PROMPT:
Check every line below for the word "rollout" and show those that hold it.
- Opening Delimiter -
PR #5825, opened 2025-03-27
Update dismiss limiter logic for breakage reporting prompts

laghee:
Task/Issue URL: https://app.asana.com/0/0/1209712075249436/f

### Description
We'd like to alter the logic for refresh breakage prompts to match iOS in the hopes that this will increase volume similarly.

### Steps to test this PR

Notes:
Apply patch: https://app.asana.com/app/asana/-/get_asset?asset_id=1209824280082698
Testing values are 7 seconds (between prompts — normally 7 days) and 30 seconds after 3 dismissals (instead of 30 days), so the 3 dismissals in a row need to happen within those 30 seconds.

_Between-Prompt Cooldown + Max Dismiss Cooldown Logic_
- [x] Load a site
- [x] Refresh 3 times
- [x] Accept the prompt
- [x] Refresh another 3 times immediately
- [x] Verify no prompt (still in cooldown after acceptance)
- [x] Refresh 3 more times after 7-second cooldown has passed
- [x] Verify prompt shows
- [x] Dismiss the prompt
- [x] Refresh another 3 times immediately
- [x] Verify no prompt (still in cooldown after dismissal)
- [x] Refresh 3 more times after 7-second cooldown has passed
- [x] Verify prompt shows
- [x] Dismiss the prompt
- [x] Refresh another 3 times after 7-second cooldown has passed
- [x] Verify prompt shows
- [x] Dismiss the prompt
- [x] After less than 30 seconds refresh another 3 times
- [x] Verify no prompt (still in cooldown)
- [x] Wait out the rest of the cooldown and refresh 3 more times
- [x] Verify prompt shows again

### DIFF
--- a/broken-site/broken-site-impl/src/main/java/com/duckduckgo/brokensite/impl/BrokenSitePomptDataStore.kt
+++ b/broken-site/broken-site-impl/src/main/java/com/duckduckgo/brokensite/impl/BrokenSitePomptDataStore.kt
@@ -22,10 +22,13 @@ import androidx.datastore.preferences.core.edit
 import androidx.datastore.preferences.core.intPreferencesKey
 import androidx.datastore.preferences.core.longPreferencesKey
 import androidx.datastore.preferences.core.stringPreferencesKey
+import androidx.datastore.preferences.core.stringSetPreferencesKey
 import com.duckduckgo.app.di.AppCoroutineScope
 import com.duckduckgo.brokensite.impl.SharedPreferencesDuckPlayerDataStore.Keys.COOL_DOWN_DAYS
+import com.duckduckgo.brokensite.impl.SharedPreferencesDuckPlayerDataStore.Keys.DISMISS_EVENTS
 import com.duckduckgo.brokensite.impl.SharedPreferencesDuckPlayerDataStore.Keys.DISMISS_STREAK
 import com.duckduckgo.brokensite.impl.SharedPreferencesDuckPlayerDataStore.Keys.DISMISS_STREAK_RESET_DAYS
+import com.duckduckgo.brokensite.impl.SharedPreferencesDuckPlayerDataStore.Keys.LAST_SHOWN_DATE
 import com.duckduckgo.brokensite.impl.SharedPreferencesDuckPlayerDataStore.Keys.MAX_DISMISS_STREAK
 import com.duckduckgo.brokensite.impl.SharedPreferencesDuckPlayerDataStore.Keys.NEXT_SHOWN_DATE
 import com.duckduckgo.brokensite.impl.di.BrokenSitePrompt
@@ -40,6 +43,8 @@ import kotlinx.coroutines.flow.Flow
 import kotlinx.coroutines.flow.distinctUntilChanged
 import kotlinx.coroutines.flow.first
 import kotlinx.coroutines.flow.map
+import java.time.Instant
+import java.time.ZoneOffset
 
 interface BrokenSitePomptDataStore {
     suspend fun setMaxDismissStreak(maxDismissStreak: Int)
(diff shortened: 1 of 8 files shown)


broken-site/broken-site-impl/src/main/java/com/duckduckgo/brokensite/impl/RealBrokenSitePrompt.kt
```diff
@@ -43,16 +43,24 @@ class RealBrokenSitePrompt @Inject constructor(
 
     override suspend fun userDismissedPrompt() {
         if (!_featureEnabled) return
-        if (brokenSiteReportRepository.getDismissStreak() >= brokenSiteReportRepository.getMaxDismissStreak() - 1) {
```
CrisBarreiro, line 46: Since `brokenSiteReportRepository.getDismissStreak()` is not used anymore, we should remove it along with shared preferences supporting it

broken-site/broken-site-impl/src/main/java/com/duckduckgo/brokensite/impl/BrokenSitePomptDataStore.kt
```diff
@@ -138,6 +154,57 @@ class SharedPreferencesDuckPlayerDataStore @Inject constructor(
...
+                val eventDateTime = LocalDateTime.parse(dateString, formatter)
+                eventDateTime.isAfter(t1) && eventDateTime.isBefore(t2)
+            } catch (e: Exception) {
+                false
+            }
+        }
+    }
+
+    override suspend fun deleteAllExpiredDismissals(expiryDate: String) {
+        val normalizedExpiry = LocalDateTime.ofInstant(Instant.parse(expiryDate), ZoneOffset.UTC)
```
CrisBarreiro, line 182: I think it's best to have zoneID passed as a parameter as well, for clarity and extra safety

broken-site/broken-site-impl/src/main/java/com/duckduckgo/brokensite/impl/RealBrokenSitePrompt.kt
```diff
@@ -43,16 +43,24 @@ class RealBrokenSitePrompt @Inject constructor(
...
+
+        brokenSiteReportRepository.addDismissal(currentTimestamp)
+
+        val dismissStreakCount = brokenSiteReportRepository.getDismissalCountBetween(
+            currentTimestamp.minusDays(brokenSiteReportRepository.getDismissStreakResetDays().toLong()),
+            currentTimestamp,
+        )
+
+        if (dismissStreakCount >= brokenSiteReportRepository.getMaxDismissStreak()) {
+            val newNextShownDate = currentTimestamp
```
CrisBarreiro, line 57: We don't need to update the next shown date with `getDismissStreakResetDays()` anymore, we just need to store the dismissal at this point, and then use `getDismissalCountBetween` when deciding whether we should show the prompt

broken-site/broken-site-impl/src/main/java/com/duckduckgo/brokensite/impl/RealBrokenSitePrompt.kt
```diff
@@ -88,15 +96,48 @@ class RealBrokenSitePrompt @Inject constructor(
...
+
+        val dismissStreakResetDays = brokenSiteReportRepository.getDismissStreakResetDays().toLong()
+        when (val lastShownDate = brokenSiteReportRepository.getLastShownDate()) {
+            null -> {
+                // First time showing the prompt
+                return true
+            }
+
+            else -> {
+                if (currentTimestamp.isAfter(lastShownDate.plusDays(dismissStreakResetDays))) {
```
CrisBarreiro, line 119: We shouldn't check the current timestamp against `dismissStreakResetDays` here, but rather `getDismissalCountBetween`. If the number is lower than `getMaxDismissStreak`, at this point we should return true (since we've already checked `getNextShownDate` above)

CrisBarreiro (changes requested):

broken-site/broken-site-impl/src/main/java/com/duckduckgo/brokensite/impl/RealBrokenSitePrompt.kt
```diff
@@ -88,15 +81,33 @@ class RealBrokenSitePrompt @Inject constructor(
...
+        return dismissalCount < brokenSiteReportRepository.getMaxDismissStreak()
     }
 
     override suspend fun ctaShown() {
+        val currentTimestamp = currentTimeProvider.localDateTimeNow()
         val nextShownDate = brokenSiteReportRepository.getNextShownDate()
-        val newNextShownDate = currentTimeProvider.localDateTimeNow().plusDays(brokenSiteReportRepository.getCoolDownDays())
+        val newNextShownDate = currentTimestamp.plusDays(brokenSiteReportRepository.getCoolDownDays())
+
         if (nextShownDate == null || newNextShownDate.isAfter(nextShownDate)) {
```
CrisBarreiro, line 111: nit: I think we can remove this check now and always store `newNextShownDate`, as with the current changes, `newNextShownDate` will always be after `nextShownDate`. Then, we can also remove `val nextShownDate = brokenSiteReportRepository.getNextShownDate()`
- Closing Delimiter -
- Opening Delimiter -
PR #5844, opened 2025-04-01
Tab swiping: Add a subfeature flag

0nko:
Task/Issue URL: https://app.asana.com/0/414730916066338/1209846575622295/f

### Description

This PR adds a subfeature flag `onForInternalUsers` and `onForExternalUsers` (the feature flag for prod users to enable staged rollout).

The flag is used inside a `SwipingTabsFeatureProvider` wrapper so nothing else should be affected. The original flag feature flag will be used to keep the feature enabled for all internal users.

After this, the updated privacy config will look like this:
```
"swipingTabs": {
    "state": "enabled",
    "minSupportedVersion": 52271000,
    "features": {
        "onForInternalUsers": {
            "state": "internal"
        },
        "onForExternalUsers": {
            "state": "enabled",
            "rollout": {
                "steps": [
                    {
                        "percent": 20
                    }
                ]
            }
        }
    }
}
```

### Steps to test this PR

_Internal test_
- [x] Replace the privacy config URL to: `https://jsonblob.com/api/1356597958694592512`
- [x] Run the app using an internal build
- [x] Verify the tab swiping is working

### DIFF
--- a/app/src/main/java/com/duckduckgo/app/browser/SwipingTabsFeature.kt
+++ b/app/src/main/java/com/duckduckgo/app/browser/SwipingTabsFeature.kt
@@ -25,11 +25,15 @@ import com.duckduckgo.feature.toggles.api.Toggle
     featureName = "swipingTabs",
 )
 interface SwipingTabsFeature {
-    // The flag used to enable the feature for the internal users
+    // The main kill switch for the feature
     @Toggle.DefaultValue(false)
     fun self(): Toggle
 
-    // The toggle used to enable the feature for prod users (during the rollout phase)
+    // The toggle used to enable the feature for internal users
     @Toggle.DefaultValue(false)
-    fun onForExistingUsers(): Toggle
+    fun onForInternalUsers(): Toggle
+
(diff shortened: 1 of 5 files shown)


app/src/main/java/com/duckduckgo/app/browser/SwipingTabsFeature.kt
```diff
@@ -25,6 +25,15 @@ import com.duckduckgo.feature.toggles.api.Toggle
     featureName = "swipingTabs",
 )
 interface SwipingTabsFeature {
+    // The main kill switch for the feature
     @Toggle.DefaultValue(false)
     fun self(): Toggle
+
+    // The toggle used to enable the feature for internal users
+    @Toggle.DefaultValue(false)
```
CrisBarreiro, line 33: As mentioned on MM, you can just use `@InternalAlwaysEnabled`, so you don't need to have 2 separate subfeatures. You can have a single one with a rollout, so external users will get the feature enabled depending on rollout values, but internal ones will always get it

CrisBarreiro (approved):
- Closing Delimiter -
- Opening Delimiter -
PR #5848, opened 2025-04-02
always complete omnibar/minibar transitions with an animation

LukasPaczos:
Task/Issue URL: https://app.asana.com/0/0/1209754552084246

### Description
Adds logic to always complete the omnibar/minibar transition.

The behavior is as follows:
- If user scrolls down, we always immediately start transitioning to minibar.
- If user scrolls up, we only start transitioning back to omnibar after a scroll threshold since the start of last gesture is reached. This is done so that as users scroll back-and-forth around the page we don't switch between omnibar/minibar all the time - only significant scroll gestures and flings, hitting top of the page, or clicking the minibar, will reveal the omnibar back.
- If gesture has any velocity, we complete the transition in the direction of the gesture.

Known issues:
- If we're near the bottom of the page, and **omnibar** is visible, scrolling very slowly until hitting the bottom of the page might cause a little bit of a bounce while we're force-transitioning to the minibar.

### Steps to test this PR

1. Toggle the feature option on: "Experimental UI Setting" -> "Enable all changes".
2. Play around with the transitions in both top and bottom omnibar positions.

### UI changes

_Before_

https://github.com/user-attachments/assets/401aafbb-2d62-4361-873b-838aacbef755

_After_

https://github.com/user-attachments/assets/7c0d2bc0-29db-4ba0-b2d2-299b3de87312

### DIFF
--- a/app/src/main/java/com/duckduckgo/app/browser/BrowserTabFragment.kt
- Closing Delimiter -
SOLUTION:
This PR adds a subfeature flag `onForInternalUsers` and `onForExternalUsers` (the feature flag for prod users to enable staged rollout).
            "rollout": {
-    // The toggle used to enable the feature for prod users (during the rollout phase)
CrisBarreiro, line 33: As mentioned on MM, you can just use `@InternalAlwaysEnabled`, so you don't need to have 2 separate subfeatures. You can have a single one with a rollout, so external users will get the feature enabled depending on rollout values, but internal ones will always get it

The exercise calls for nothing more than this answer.